Re: Symfony2 CMF and the lack of contributors

@Lukas you are saying that you have a pure PHP implementation on top of Doctrine. That is *mostly* correct, if i remember correctly you tweet about the differences, and some of you tweets end with something like "hopefylly the dbal layer will have it soon". That might be correct that installing it on a single machine for development might be easier, but if you go into production with it you have to understand how it works, how to scale it and so on. I dont even think i know anybody how is fluent in hosting java stuff. And personally when i have tried to get Kestrel or Lucene going on my machine it implodes badly.

And for the record i really really hate eZ Publish.

Re: Symfony2 CMF and the lack of contributors

my main reason for not using cmf is that the projects we build all use propel and not doctrine

Re: Symfony2 CMF and the lack of contributors

@Henrik: Not sure if this is the reason why you hate eZ Publish, but afaik they recommend using Solr for full text search. Both Solr and ElasticSearch are really the go to solutions for this so its kind of hard to escape Java. The only alternative is http://sphinxsearch.com which afaik requires a custom MySQL build.

But yes, the Doctrine DBAL implementation doesnt have all the features, the main missing one is full text search which is being worked on as noted in the blog post. I will try to add a table showing the differences in available features for each of the implementations to http://phpcr.github.com.

Re: Symfony2 CMF and the lack of contributors

@ulrik I agree with you, though not with exactly the same line of reasoning. I think every bundle (package, module, whatever) should be able to choose their own persistency layer inside a CMF (like you would assume from a framework).

Developers used to propel must get the same capabilities as the developers using doctrine. The right tool must be used for the right job, so if you need an RDBMS (if it's PostgreSQL, MySQL or SQLite) or something else (CouchDB, MongoDB, Cassandra, Redis, Riak): the application logic prescribes the type of persistency.
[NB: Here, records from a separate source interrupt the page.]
PR #153, opened 2018-05-15
Allow creation of first collection exercise for survey

gemmai95:
If you try to create a collection exercise for a survey that does not already have collection exercises this errors and gives misleading errors to the user. This PR addresses this by removing the dependencies on previous collection exercises for the survey.


gemmai95:
[When creating a collection exercise another collection exercise is expected to be there otherwise this fails.](https://trello.com/c/1YFHZO9J/89-when-creating-a-collection-exercise-another-collection-exercise-is-expected-to-be-there-otherwise-this-fails)

response_operations_ui/controllers/collection_exercise_controllers.py
```diff
@@ -143,6 +143,9 @@ def get_collection_exercises_by_survey(survey_id):
 
     response = requests.get(url, auth=app.config['COLLECTION_EXERCISE_AUTH'])
 
+    if response.status_code == 204:
+        return
```
tej99: Can we return an empty list instead?

response_operations_ui/views/collection_exercise.py
```diff
@@ -326,23 +326,40 @@ def get_create_collection_exercise_form(survey_ref, short_name):
...
+                               survey_name=survey_details['survey']['shortName'])
 
     else:
         logger.info("Creating collection exercise for survey", short_name=short_name, survey_ref=survey_ref)
         form = request.form
+
+        created_period = form.get('period')
+        ce_details = collection_exercise_controllers.get_collection_exercises_by_survey(survey_details['survey']['id'])
+
+        if ce_details:
```
tej99: Will not need this check if get_collection_exercises_by_survey returns an empty list.

response_operations_ui/views/collection_exercise.py
```diff
@@ -326,23 +326,40 @@ def get_create_collection_exercise_form(survey_ref, short_name):
...
 
 
 @collection_exercise_bp.route('/<survey_ref>-<short_name>/create-collection-exercise', methods=['POST'])
 @login_required
 def create_collection_exercise(survey_ref, short_name):
-    form = CreateCollectionExerciseDetailsForm(form=request.form)
-    if not form.validate():
+    ce_form = CreateCollectionExerciseDetailsForm(form=request.form)
+
+    survey_details = survey_controllers.get_survey(short_name)
```
tej99: Do we need this call? We have short_name and the survey id as a hidden field in the form.

PR #155, opened 2018-05-15
Directly change case group status

andrewmil:
Remove calls to backstage when changing case group response status

^Branch name is wrong


response_operations_ui/controllers/case_controller.py
```diff
@@ -9,25 +9,21 @@
...
-    if response.status_code != 200:
+    try:
+        response.raise_for_status()
+    except requests.exceptions.HTTPError:
+        logger.exception('Error updating status', collection_exercise_id=collection_exercise_id, ru_ref=ru_ref,
+                         case_group_event=case_group_event)
         raise ApiError(response)
 
-    logger.debug('Successfully updated case group status', short_name=short_name, period=period, ru_ref=ru_ref)
+    logger.debug('Successfully updated status', collection_exercise_id=collection_exercise_id, ru_ref=ru_ref,
```
rhiGriff: Is this log line talking about a specific case or a case group?

andrewmil: It is but we don't have access to a case group id here
A case group is in a one to one relationship with a combination of ru_ref and collection exercise so we would have sight the case group from these details anyway

andrewmil: Will change the wording to `Successfully updated case group status` though

rhiGriff: That's all I wanted to clarify was the logging wording 👍

andrewmil:
[US050d: INT Manually change the response status for a given RU, Survey, CE to No Longer Required (L)](https://trello.com/c/2a1r2ZJM/105-us050d-int-manually-change-the-response-status-for-a-given-ru-survey-ce-to-no-longer-required-l)

jcox-dev:
[response-operations-ui should directly call case service (not via backstage)](https://trello.com/c/7WefKOmo/94-response-operations-ui-should-directly-call-case-service-not-via-backstage)

PR #159, opened 2018-05-17
Us053 remove loaded sample

emilioward:
Works alongside:

https://github.com/ONSdigital/ras-party/pull/131
https://github.com/ONSdigital/rm-collection-exercise-service/pull/60

This PR enables an internal user to unlink a sample from a collection exercise
https://digitaleq.atlassian.net/wiki/spaces/RASB/pages/248611078/US053+INT-+Remove+a+loaded+sample

**How to test:**

Remove a loaded sample from a collection exercise that is not in `ready for live` or `live` state then check to see if the sample is removed.


emilioward:
[US053: INT- Remove a loaded sample (13)](https://trello.com/c/IQ8agznp/86-us053-int-remove-a-loaded-sample-13)

response_operations_ui/controllers/collection_exercise_controllers.py
```diff
@@ -161,6 +161,26 @@ def get_case_group_status_by_collection_exercise(case_groups, collection_exercis
                 if case_group['collectionExerciseId'] == collection_exercise_id)
 
 
+def unlink_sample_summary(collection_exercise_id, sample_summary_id):
+    logger.debug('un-linking sample summary from collection exercise', collection_exercise_id=collection_exercise_id,
+                 sample_summary_id=sample_summary_id)
+    url = f'{app.config["COLLECTION_EXERCISE_URL"]}/collectionexercises/unlink/{collection_exercise_id}' \
+          f'/sample/{sample_summary_id}'
+
+    response = requests.put(url, auth=app.config['COLLECTION_EXERCISE_AUTH'])
```
tej99: The put call has now changed to delete `requests.delete(url, auth=app.config['COLLECTION_EXERCISE_AUTH'])`

response_operations_ui/templates/collection-exercise.html
```diff
@@ -231,7 +245,11 @@ <h2 class="venus u-pt-m">Sample</h2>
               </tr>
             </tbody>
           </table>
-        <p>Sample loaded: {{sample.ingestDateTime}}</p>
+        <p>Sample loaded: {{sample.ingestDateTime}}
+          {% if show_edit_period %}
```
tej99: Can we replace all uses of show_edit_period and `if not ce.state == 'Live' and not ce.state == 'Ready for live'` checks with `if not locked` as they do not take 'EXECUTION_STARTED', 'VALIDATED', 'EXECUTED' states under consideration.

response_operations_ui/views/collection_exercise.py
```diff
@@ -37,6 +46,12 @@ def view_collection_exercise(short_name, period, error=None, success_panel=None)
         }
     ]
 
+    message_key = request.args.get('message_key')
+    if message_key:
+        info_message = get_info_message(message_key)
```
tej99: All messages (even error messages) show up as green info success panel

response_operations_ui/views/collection_exercise.py
```diff
@@ -57,8 +72,10 @@ def view_collection_exercise(short_name, period, error=None, success_panel=None)
                            collection_instruments=ce_details['collection_instruments'],
                            eq_ci_selectors=ce_details['eq_ci_selectors'],
                            error=error,
+                           error_panel=error_panel,
```
tej99: Doesn't look like error_panel is being used?

emilioward: I'm refactoring this in my PR so this will change 👍

response_operations_ui/controllers/collection_exercise_controllers.py
```diff
@@ -161,6 +161,26 @@ def get_case_group_status_by_collection_exercise(case_groups, collection_exercis
...
+    try:
+        response.raise_for_status()
+    except HTTPError:
+        logger.exception('Failed to unlink sample summary from collection exercise',
+                         collection_exercise_id=collection_exercise_id, sample_summary_id=sample_summary_id)
+        return False
+
+    logger.debug('Successfully unlinked sample summary from a collection exercise',
+                 collection_exercise_id=collection_exercise_id, sample_summary_id=sample_summary_id)
+    return response.json
```
jcox-dev: Should this be `response.json()`?

response_operations_ui/views/collection_exercise.py
```diff
@@ -8,21 +8,35 @@
...
 
 collection_exercise_bp = Blueprint('collection_exercise_bp', __name__,
                                    static_folder='static', template_folder='templates')
 
 
+def get_success_message(success_key):
+    return {
+        'sample_removed_success': "Sample removed",
+        'sample_loaded_success': "Sample successfully loaded"
+    }[success_key]
```
tej99: This will throw a keyError if an incorrect success key is passed through the query string. Using `{}.get(success_key, None)` might be better?

response_operations_ui/views/collection_exercise.py
```diff
@@ -8,21 +8,35 @@
...
+
+
+def get_error_message(error_key):
+    return {
+        'sample_removed_error': "Error failed to remove sample"
+    }[error_key]
```
tej99: Using `{}.get(error_key, None)` might be better.

response_operations_ui/views/collection_exercise.py
```diff
@@ -37,12 +51,21 @@ def view_collection_exercise(short_name, period, error=None, success_panel=None,
         }
     ]
 
+    success_key = request.args.get('success_key')
+    error_key = request.args.get('error_key')
+    if success_key:
```
tej99: If you use .get() in get_success_message and get_error_message you won't need this if else statement.
```
success_message = get_success_message(success_key)
error_message = get_error_message(error_key)
```

response_operations_ui/controllers/collection_exercise_controllers.py
tej99: Request to delete sample link does not return a JSON response. Maybe just return True?

response_operations_ui/templates/collection-exercise.html
```diff
@@ -243,6 +257,21 @@ <h2 class="venus u-pt-m">Sample</h2>
...
+                </td>
+              </tr>
+            </tbody>
+          </table>
+          <p>Sample loaded: {{sample.ingestDateTime}}
+            {% if not locked %}
+            <a class="u-ml-xs" id="remove_sample_btn" href="{{ url_for('collection_exercise_bp.get_confirm_remove_sample', short_name=survey.shortName, period=ce.exerciseRef) }}">Remove</a>
+            {% endif %}
+          </p>
                   <tr class="table--row">
```
tej99: Looks like this is duplicated 
```
              <tr class="table--row">
                     <td class="table--cell tbl-ce-">
                       Collection instruments
                     </td>
                     <td class="table--cell tbl-ce-" name="total-ci">
                       {{sample.expectedCollectionInstruments}}
                     </td>
                   </tr>
                 </tbody>
               </table>
               <p>Sample loaded: {{sample.ingestDateTime}}</p>
```

response_operations_ui/controllers/collection_exercise_controllers.py
emilioward: No it doesn't return any response probably best just to return true

response_operations_ui/views/collection_exercise.py
emilioward: ah ok I just mimic'd something that was used in the survey.py file, i'll change that

response_operations_ui/views/collection_exercise.py
```diff
@@ -21,13 +21,13 @@ def get_success_message(success_key):
     return {
         'sample_removed_success': "Sample removed",
         'sample_loaded_success': "Sample successfully loaded"
-    }[success_key]
+    }.get(success_key, None)
```
jcox-dev: `None` is already the default for `dict.get()`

It's not something the CMF must prescribe for you.

This is also the reason we are now experimenting with a custom CMF setup and watch the development of Symfony-CMF from a distance.

Re: Symfony2 CMF and the lack of contributors

@Jurian/@ulrik: We are doing the best we can to enable different persistence managers: f.e. RoutingExtraBundle was developed to allow dynamic routes, we simply implemented PHPCR ODM compatible models, but we specifically aimed to enable other persistence layers.

But seriously, we have limited resources, how in the world can you "watch from a distance" because you are missing support for every NoSQL database under the sun?

Finally you don't seem to realize that PHPCR is a storage API that can be implemented on top of any of the databases you listed. That is the key point of PHPCR, to enable a clean separation between business logic and the actual persistence layer.

At any rate .. I urge you to checkout RoutingExtraBundle and our Routing component. Drupal8 will be using the component. The eZ Publish guys will likely use the Bundle.

Re: Symfony2 CMF and the lack of contributors

I would like to add one point point:

People dont use CMF although for simple CMS development because of the production hosting offers.
If you take a look at all hosting services (OVH, 1&1,...) they're all about PHP and MySQL.
And they have damn fast MySQL servers (they are not scared of a Drupal high traffic website)
Something not known to run on these wont be used.

Re: Symfony2 CMF and the lack of contributors

@Rakotomandimby: Right .. which is why we have the Doctrine DBAL implementation. If you look at our demo the only thing missing to run exactly the same site on SQLite/MySQL/PostGreSQL is that we still need to finish the full text search for this page. Everything else works already.